To disconnect the main terminal blocks 1 and 1′, the moveable element 6 is displaced in the opposite direction as shown by the arrow in FIG. 8d, whereupon the hook portions at the ends of the resilient actuating arms 8b engage the shoulder surface of the guide sleeve 20, thereby to initiate displacement of the carrier member 11 to the left. When the outer detents on the locking levers reach the locking recesses 17, the levers are separated by the enlarge head portion 19a of the control member, thereby to lock the levers 14 to the recesses 17. Upon further displacement of the operating member 6d to the left, the enlarged head portion 19a of the control member is wedged into frictional engagement with the inner detents at the bifurcated end portions of the locking levers. If desired, the member 6d can be further displaced to the left to totally disengage the member 6 from the support member 3, whereby the components are in the initial disengaged condition of FIGS. 1a-1c.
In the modified embodiment of FIGS. 9a-9c, the design is such that the control member 19 in the test position is already inserted so far that its head portion 19a no longer precisely engages between the inner detent portions of the locking levers 14. This locking position is thus, so to speak, left again for the attainment of the test position according to FIG. 2, which offers the advantage that the mechanical components in the test position are further relieved of forces when the test position is retained, for example, for a longer period of time.

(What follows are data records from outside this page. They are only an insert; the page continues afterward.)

PR #335, opened 2026-06-16
feat(experiment-tag): Wire relay iframe on start

tyiuhc:
## Summary

Stacks on [#333](https://github.com/amplitude/experiment-js-client/pull/333) (`web/rtbt-relay-client`). Injects the CDN relay iframe from the live SDK `start()` path when RTBT rules are present.

- **`experiment.ts`**: `scheduleRelaySync()` after Pass 1 `applyVariants` (non-blocking); creates `RelayClient(apiKey, webExpIdV2, getRelayUrl(apiKey, config.serverZone))` so EU deployments load the relay from `cdn.eu.amplitude.com`; Pass 2 re-apply via `handleRelayPass2` when behaviors change
- **`BehavioralTargetingManager`**: `beginRelaySync()` — `relay.init()`, attach client, run `syncFromRelay` when [#334](https://github.com/amplitude/experiment-js-client/pull/334) storage hooks land
- **`WebExperimentUser`**: optional `web_exp_id_v2` field (uses `web_exp_id` fallback until #332 cookie resolve lands)

[#334](https://github.com/amplitude/experiment-js-client/pull/334) (`web/rtbt-use-relay`) stacks on this branch for event storage dual-write.

## Test plan

- [x] `npx jest test/behavioral-targeting/behavioral-targeting-manager-relay.test.ts`
- [x] `npx jest test/experiment-relay-iframe.test.ts`
- [x] `npx jest test/behavioral-targeting/relay-client.test.ts` (base #333)

## Merge order

1. #332 (identity cookies) + nova#31098
2. #333 (`web/rtbt-relay-client` — RelayClient foundation)
3. **This PR** (#335 — iframe wiring)
4. #334 (`web/rtbt-use-relay` — event storage)
5. nova#31184 + deploy#23235 (relay hosting)

---

> [!NOTE]
> **Medium Risk**
> Adds a second startup phase that can re-fetch remote flags and re-apply variants after relay merge, affecting experiment assignment timing on multi-subdomain sites; storage merge is still a no-op until the stacked PR lands.
> 
> **Overview**
> Wires **cross-subdomain behavioral targeting (RTBT)** through a CDN **relay iframe** after the normal `start()` variant pass, without blocking first paint.
> 
[...]

PR #334, opened 2026-06-16
feat(experiment-tag): Dual-write RTBT events to relay

tyiuhc:
## Summary

Stacks on [#335](https://github.com/amplitude/experiment-js-client/pull/335) (`web/rtbt-relay-iframe` → [#333](https://github.com/amplitude/experiment-js-client/pull/333)). Implements RTBT event storage dual-write and Pass 2 merge.

- **`EventStorageManager`**: dual-write on `addEvent`, `mergeFromRelay`, `syncFromRelay`, `flushRelay`
- **`BehavioralTargetingManager`**: direct `setRelayClient` / `syncFromRelay` (used by `beginRelaySync` from #335)

Completes the relay path started in #335: iframe init → attach client → merge relay store → re-evaluate.

## Test plan

- [x] `npx jest test/behavioral-targeting/event-storage.test.ts`
- [x] `npx jest test/behavioral-targeting/behavioral-targeting-manager-relay.test.ts`
- [x] `npx jest test/experiment-relay-iframe.test.ts`
- [x] `npx jest test/behavioral-targeting/relay-client.test.ts`

## Merge order

1. #332 (identity) + nova#31098
2. #333 (`web/rtbt-relay-client` — RelayClient foundation)
3. #335 (`web/rtbt-relay-iframe` — iframe wiring)
4. **This PR** (`web/rtbt-use-relay` — event storage)
5. nova#31184 + deploy#23235 (relay hosting)

---

> [!NOTE]
> **Medium Risk**
> Changes behavioral targeting event persistence and cross-subdomain merge; incorrect sync could skew RTBT counts or duplicate/drop events, though failures degrade to `syncFromRelay` returning false.
> 
> **Overview**
> **`EventStorageManager`** now keeps RTBT events in sync with the cross-subdomain relay instead of stubbing relay hooks.
> 
> New events are **dual-written** to the attached `RelayClient` on `addEvent`; unload/hidden/cleanup paths call **`flushRelay`** via `flush()`. **`eventDedupKey`** (`event_type:timestamp:id`) drives merge deduping so same-millisecond events do not collapse.
> 
[...]

PR #333, opened 2026-06-15
feat(experiment-tag): add RTBT relay protocol/RelayClient and consolidate cross-subdomain identity cookie

tyiuhc:
## Summary

This PR has two parts: a **cross-subdomain identity cookie consolidation** (active for all web-experiment visitors once shipped) and the **RTBT relay foundation** (new plumbing, not yet wired into `start()` / event storage).

### Identity cookies (behavior change — affects every web-experiment visitor)

- Consolidate `web_exp_id_v2` and `first_seen` into a single root-domain **`_identity` JSON cookie** via a new `resolveCrossSubdomainObject` util (one read + at most one write), replacing the two per-field `resolveCrossSubdomainValue` calls. The old helper is removed.
- Resolve the cross-subdomain cookie domain (`rootDomain`) **once, early in `start()`** — after the synchronous `url_change` so anti-flicker variants still apply before the first `await` — and reuse it for every `EXP_` cookie write (identity now, RTBT session later).
- `start()` ordering change: domain resolution now runs before the identity / `first_seen` writes.

### RTBT relay foundation (not yet integrated into `experiment.ts` / event storage)

- Add `relay-protocol.ts` with cross-subdomain RTBT message types and `RELAY_RPC_TIMEOUT_MS` (2000ms)
- Add `RelayClient` — iframe postMessage RPC to `https://{CDN}/script/{API_KEY}.relay.html`
- **Server-zone aware relay URL** — `getRelayUrl(apiKey, serverZone)` returns `cdn.eu.amplitude.com` for the EU zone and `cdn.amplitude.com` otherwise (relay hosting is routed on both CDNs via nova#31184 / deploy#23235); `RelayClient` origin checks follow automatically since `relayOrigin` is derived from the relay URL
- **`relayUrl` config override** on `WebExperimentConfig` — overrides the relay iframe origin (keeps the canonical `/script/{apiKey}.relay.html` path) for pointing at a local/staging dynamic-script; defaults to the CDN per server zone when unset
- **Per-visitor relay namespace** — constructor takes `web_exp_id_v2`; every RPC includes it so CDN `localStorage` is `EXP_{apiKeySlice}_{web_exp_id_v2}_*` (not one store per deployment key per browser)
- Harden init lifecycle: concurrent init dedupe, outer timeout, late ready/body, origin + source validation, destroy/re-init
- Extend `whenBodyReady` with a cancel disposer; `RelayClient.destroy()` stops body polls
- Export relay modules from behavioral-targeting index

[...]

PR #332, opened 2026-06-11
feat(experiment-tag): add cross-subdomain web_exp_id_v2 and first_seen cookies

tyiuhc:
### Summary

SDK-side **Plan B** identity for cross-subdomain web experiments. Resolves `web_exp_id_v2` and `first_seen` as root-domain cookies on `start()`, sets both on the user before `getVariants()` / anti-flicker.

**Product scope:** Old experiments are **not** expected to bucket consistently across subdomains (per-origin `web_exp_id` unchanged). This PR enables:
- **New experiments** — shared `web_exp_id_v2` for cross-subdomain bucketing when paired with [nova#31098](https://github.com/amplitude/nova/pull/31098) (new-experiment `createdAt` cutoff)
- **RTBT** — shared `web_exp_id_v2` for relay storage (`EXP_{slice}_{web_exp_id_v2}_*`)

### `web_exp_id_v2` resolution (cookie authoritative)

1. `EXP_{slice}_web_exp_id_v2` cookie exists → use it
2. Else `web_exp_id_v2` in per-origin localStorage → restore cookie
3. Else `web_exp_id` in per-origin localStorage → seed v2 from same value, set cookie
4. Else generate UUID → assign to **both** `web_exp_id` and `web_exp_id_v2`, set cookie

Mirrors resolved values back to per-origin `EXP_{slice}` localStorage for ITP recovery.

### `first_seen`

- Root-domain cookie `EXP_{slice}_first_seen`
- Migrates from `EXP_{slice}_DEFAULT_USER_PROVIDER` localStorage on first load
- Resolved **before** `getVariants()` so anti-flicker uses shared `first_seen`

### Helper

`resolveCrossSubdomainValue()` in `cookie.ts` — cookie → localStorage fallback → generate → set cookie (reused by the #336 session cookie later).

### Related PRs / merge order

1. **This PR** — client identity
2. [nova#31098](https://github.com/amplitude/nova/pull/31098) — skylab bucketing key (`web_exp_id_v2` for new experiments)
3. [#333](https://github.com/amplitude/experiment-js-client/pull/333) → [#335](https://github.com/amplitude/experiment-js-client/pull/335) / [#334](https://github.com/amplitude/experiment-js-client/pull/334) — relay wiring + dual-write
4. [nova#31184](https://github.com/amplitude/nova/pull/31184) — relay hosting

### Test plan

- [x] `npm test -- experiment.test.ts` (experiment-tag) — 36 tests, including seed-from-`web_exp_id`
[...]

PR #336, opened 2026-06-18
feat(experiment-tag): share RTBT session across subdomains with rolling timeout

tyiuhc:
## Summary

Reworks the behavioral-targeting (RTBT) `SessionManager` so that `current_session` conditions work across subdomains, mirroring Amplitude Analytics' session model.

Previously the RTBT session lived in `sessionStorage`, which is scoped per-tab and per-origin. That fragmented sessions across subdomains (and even tabs), so `current_session` targeting could never match events fired on a different subdomain.

### Changes
- **Root-domain cookie storage** — session id + `lastEventTime` are persisted in a cookie scoped to the registrable domain (resolved with a new synchronous `getTopLevelDomainSync` probe in `util/cookie.ts`), so the session is shared across subdomains and tabs.
- **Rolling inactivity timeout** — the session rotates after 30 minutes of inactivity (same default as Analytics), configurable via the new `WebExperimentConfig.rtbtSessionTimeout`.
- **Activity = any Amplitude event** — `recordActivity()` is called at the top of `BehavioralTargetingManager.trackEvent`, upstream of the `persistedEvents` allowlist filter, so any observed event keeps the session alive (not just RTBT-relevant events). Reads use `getCurrentSessionId()` which does not extend the session.
- **Graceful fallback** — when cookie I/O is blocked (private browsing, ITP), detected via a write-back check, the session degrades to an in-memory per-page session instead of throwing.
- `getOrCreateSessionId()` is kept as a backwards-compatible alias.

### Related PRs
Part of the cross-subdomain behavioral-targeting effort: #333 (RTBT relay protocol + RelayClient), #334 (dual-write events to relay), and #335 (wire relay iframe). The root-domain cookie reuses the same registrable-domain approach as #332 (cross-subdomain `web_exp_id_v2` identity). This change is independent of the relay PRs (based on `main`) but pairs with them so a shared `current_session` matches across subdomains.

## Test plan
- [x] `SessionManager` unit tests: cookie persistence, cross-instance sharing, rolling timeout (extend vs rotate), configurable timeout, start-time, clear, and in-memory fallback.
- [x] Updated event-storage / integration / evaluator suites to clear the session cookie between tests.
- [x] Full `experiment-tag` suite green (174 tests), eslint + prettier clean.
- [ ] Manual cross-subdomain verification (set a `current_session` rule, fire events on `a.example.com`, confirm match on `b.example.com`).


packages/experiment-tag/src/behavioral-targeting/event-storage.ts
```diff
@@ -178,12 +199,11 @@ export class EventStorageManager {
       const relayStore = await relay.readEvents();
 
       // Backfill any local events the relay is missing, regardless of migrated
-      // state. On a first migration, MIGRATE_EVENTS dedupes on
```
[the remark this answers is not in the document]
tyiuhc: Good catch. The uuid change has since been split out of this PR into #342, and the fix landed there in 032b82f: `loadFromLocalStorage` now mints a distinct uuid for any record persisted before uuid existed, so legacy records keep separate dedup identities instead of collapsing under an undefined key on the next `mergeFromRelay`. (This branch no longer carries the uuid change.)

packages/experiment-tag/src/util/cookie.ts
```diff
@@ -122,6 +122,54 @@ const KNOWN_2LDS = [
...
+}
+
+/**
+ * Synchronous variant of {@link getTopLevelDomain}. Resolves the registrable
+ * (root) domain for `hostname` so callers can set a cookie shared across
+ * subdomains, without the async `CookieStorage.isDomainWritable` round-trip.
+ * Returns a leading-dot domain (e.g. `.example.com`) or `''` when no
+ * cross-subdomain domain is writable (single-label hosts, IPs, blocked I/O).
+ */
+export function getTopLevelDomainSync(hostname: string): string {
```
stephen-choi-amplitude, line 150: nit: duplicate logics to `getTopLevelDomain`

Also, can you update comment for https://github.com/amplitude/experiment-js-client/blob/86673efa8a0a1db580a0722d839f83c41ee00699/packages/experiment-tag/src/experiment.ts#L391

packages/experiment-tag/src/behavioral-targeting/session-manager.ts
```diff
@@ -1,79 +1,151 @@
...
+
+  private domain(): string {
+    if (this.resolvedDomain === undefined) {
+      this.resolvedDomain =
+        typeof location !== 'undefined' && location.hostname
+          ? getTopLevelDomainSync(location.hostname)
+          : '';
+    }
+    return this.resolvedDomain;
   }
```
stephen-choi-amplitude, line 150: non-blocker, but... do we need two TLD-resolution paths? The async one falls back to `""` cache on failure, so in the worst case they could resolve to different scopes, granted it's a low chance. Since rootDomain is already resolved earlier, could we just pass `() => this.rootDomain` into SessionManager and drop the sync one? wdyt?

```
this.rootDomain = await getTopLevelDomain(hostname);
this.behavioralTargetingManager = new BehavioralTargetingManager(
  this.apiKey,
  this.behavioralTargetingRules,
  this.config.rtbtSessionTimeout,
  this.rootDomain,  // pass it here
);
```

packages/experiment-tag/src/util/cookie.ts
```diff
@@ -194,6 +242,118 @@ export async function resolveCrossSubdomainObject<
...
+      const raw = readRawCookie(this.key);
+      const parsed = raw !== undefined ? this.parse(raw) : undefined;
+      if (parsed !== undefined) return parsed;
+    }
+    return this.memory;
+  }
+
+  write(value: T): void {
+    this.memory = value;
+    this.usable =
```
stephen-choi-amplitude, line 333: qq: Just want to confirm. Does usable ever go back to true?

stephen-choi-amplitude (approved):
a few minor non-blockers but overall  LGTM

packages/experiment-tag/src/util/cookie.ts
tyiuhc: Fixed the stale doc reference in 51304ec — the comment at experiment.ts pointed at a `getResolvedTopLevelDomain()` that no longer exists; it's `getTopLevelDomainSync()` now.

On the duplication: the two resolvers intentionally share only the candidate-domain walk but differ in the writability probe (sync `isDomainWritableSync` vs the async `CookieStorage.isDomainWritable`), since the session cookie needs a domain synchronously at construction while identity resolution can await. Happy to extract the shared `KNOWN_2LDS` walk into a single helper as a follow-up cleanup, but leaving it out of this PR to keep the approved diff behavior-only.

packages/experiment-tag/src/behavioral-targeting/session-manager.ts
tyiuhc: Passing `() => this.rootDomain` isn't safe with the current lifecycle. `SessionManager` is constructed in the `DefaultWebExperimentClient` constructor (via `BehavioralTargetingManager`), and that constructor runs `evaluateAll()` synchronously — which can hit `getCurrentSessionId() → resolve()` and write a fresh session cookie right then. But `this.rootDomain` isn't resolved until the `await getTopLevelDomain(...)` in `start()`, which is later.

So a closure over `rootDomain` would be `''` at that first write → a host-only cookie. Once `start()` resolves `.example.com`, later writes target the domain cookie but the earlier host-only one shadows the read-back, which trips the `usable` latch and permanently disables cross-subdomain sync for the page. The sync resolver exists precisely to give the session cookie the correct registrable domain at construction time.

The divergence you're describing (async caching `''` on probe failure while sync succeeds) is real but low-probability — same algorithm, same 2LD list, just sync vs async probe. If we want one source of truth without the host-only window, the safe shape is the inverse: resolve synchronously in the constructor and feed that single value to both paths. I'd rather do that as a dedicated follow-up with its own ordering tests than fold it into this approved PR. Filing it.

packages/experiment-tag/src/util/cookie.ts
tyiuhc: No — it's a one-way latch by design. Once a read-back fails, `usable` is set to `false` and the `this.usable !== false` guard short-circuits every subsequent `write`, so `writeRawCookie` is never retried and it stays `false` for the page's lifetime. That's the intended behavior for persistent causes (private mode / ITP / blocked cookie I/O), and it's covered by the `SyncJsonCookie` tests in cookie.test.ts (the "stale cookie shadows a dropped write" and blocked-cookie cases).

The one scenario where a permanent latch is arguably too aggressive is a *transient* host-only shadow (e.g. an upgrade leaving a host-only cookie that shadows the first `.domain` write once). That overlaps with the follow-up from the thread above; if we make domain resolution single-source there, that transient case goes away. Leaving the latch as-is here since it's correct for the persistent case.

packages/experiment-tag/src/behavioral-targeting/session-manager.ts
stephen-choi-amplitude: ah I meant passing the resolved value (i.e. `this.rootDomain`), not a closure as shown in the snippet. IOW, move `BehavioralTargetingManager` initialization to `start()`. Does anything actually need `evaluateAll` before `start()`?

Referring now to the modification of FIGS. 10b and 10c, the resilient arm portions 106b of the moveable support member 106 are provided with ribbed inner surfaces 106f on the resilient arm portions 106b that engage corresponding external rib surfaces 120f on the outer surface guide sleeve 120. This design is particularly stable and thus insensitive to variations in force.
Of course, it is contemplated that the elements might be reversed so that the friction retaining means are mounted on the stationary support means 3 rather that the moveable support means 6.
While in accordance with the provisions of the Patent Statutes the preferred forms and embodiments of the invention have been illustrated and described, it will be apparent to those skilled in the art that changes may be made without deviating from the invention described above.